Two cost categories, reported separately. The methodology here is the most-probed part of the eval — get it right and defensible.

API models — direct token-priced cost at posted rates as of run date. Pricing pinned in scripts/judge_cost_budget.py so any reader can re-cost.

Local models — amortized:

hourly_amortized = capex_usd / (3 years × 365 × 24 hours)
total_cost = hourly_amortized × wall_clock_hours + electricity_kwh × kwh_rate

DGX Spark capex: [TK $]
3-year useful life assumption: 26,280 hours
FL residential electricity rate: [TK $/kWh]
Measured power draw under load: [TK W]

Current view assumes hardware is sunk (matches an individual developer / single-product use case). A dual view — "fully-loaded cost at production scale" — is deferred to v0.3 for the procurement audience. Reasoning: the v1 audience is hybrid-routing decisions for an existing product; the v2 audience is greenfield procurement.
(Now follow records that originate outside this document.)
Issue #253, opened 2023-05-19
State sync


faddat:
![image](https://github.com/neutron-org/neutron/assets/7142025/e9967b8d-8f43-45d9-bfd6-11fb319dc2b0)

This is the state sync process.  All of the available endpoints are getting hammered too much to respond to a state sync request I think.

PR #265, opened 2023-06-07
Only statesync

faddat:
Adds a state sync script and directions for using it.  Closed the previous one because github was acting up.


foxpy (commented):
Thank you for your contribution! I am looking forward to merge this PR, but there is one issue about it:
- each time I try to run this script, node successfully syncs to a snapshot, but it doesn't receive any new blocks, so it gets stuck at snapshot height. is it by design or am I doing something wrong?

foxpy:
Oh, I've just noticed #253 

indeed, there is something wrong about peers/public RPCs, they are probably overloaded?

foxpy (approved):
Nevertheless, I think the script you have contributed is good enough

pr0n00gler (approved):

Projected v0.2 API spend: $99.96 (4 closed-weight × 4 tasks + safety + cross-judge overlap), 3.1 hours wall-clock at 50 RPM rate limit. Sonnet 4.6 is 69% of the spend because it's both a candidate and the primary judge.

7. Reproducibility

Every results JSONL embeds a _meta: true header row with:

model_id — exact model name + snapshot ID (e.g., claude-sonnet-4-6-20260101 for closed-weight; llama3.1:8b-instruct-q4_0:<HF SHA prefix> for open-weight)
dataset_sha256_prefix — 16-char hash of the dataset file at run time
harness_git_sha — current git commit
host — hardware ID
started_at — UTC timestamp

Prompt content is hashed and stored in prompts/ with the version embedded in each task module. The Ollama version is documented separately in CHANGELOG.md.

Any leaderboard cell traces to (a) the exact model weights, (b) the exact dataset version, (c) the exact prompt, (d) the exact harness code state. No leaderboard claim is unfalsifiable.

8. Pretraining contamination

Sift's source articles are public news. Most models under test were pretrained on web crawls that likely include the original article text — though not Sift's downstream summaries, categorizations, or extractions. The eval measures pipeline behavior on those articles (categorize them, summarize them, extract from them, RAG over them), not novel-text generalization. This is acknowledged rather than worked around — the alternative (synthetic articles) would defeat the "real production workload" claim.

9. Known limitations

Single-turn only. Multi-turn agentic tasks deferred to v2.
No fine-tuning or LoRA adaptation of open-weight models. v1 evaluates off-the-shelf capability.
No tool use / function calling. Deferred to v2.
English-only content.
No vendor-specific optimizations (Anthropic prompt caching, OpenAI structured outputs mode) — keep prompts portable.
Models requiring multi-GPU parallelism beyond DGX Spark capacity are excluded.

10. Open methodology questions (v0.3 candidates)

These were identified in the v0.1→v0.2 critique round but deferred until post-Task-A signal:

Statistical power for Task B. Current n=200 → ~10pp detection. v0.3 may bump to n=400 if early findings show tight clustering between models.
Formal qualitative error-analysis taxonomy. Failure-mode tagging across (model, task) — defined post-Task-A so the taxonomy reflects observed failure modes rather than hypothetical ones.
Dual-view cost methodology. Individual-developer (current) vs production-scale (fully-loaded capex + ops). Adds procurement-audience framing.
Sonnet 4.6 snapshot deprecation policy. If the snapshot deprecates mid-eval, re-run or pin-and-disclaim? Decision point only matters if it actually happens.

Decision log and changelog: see CHANGELOG.md. Full spec: eval-harness-spec.md.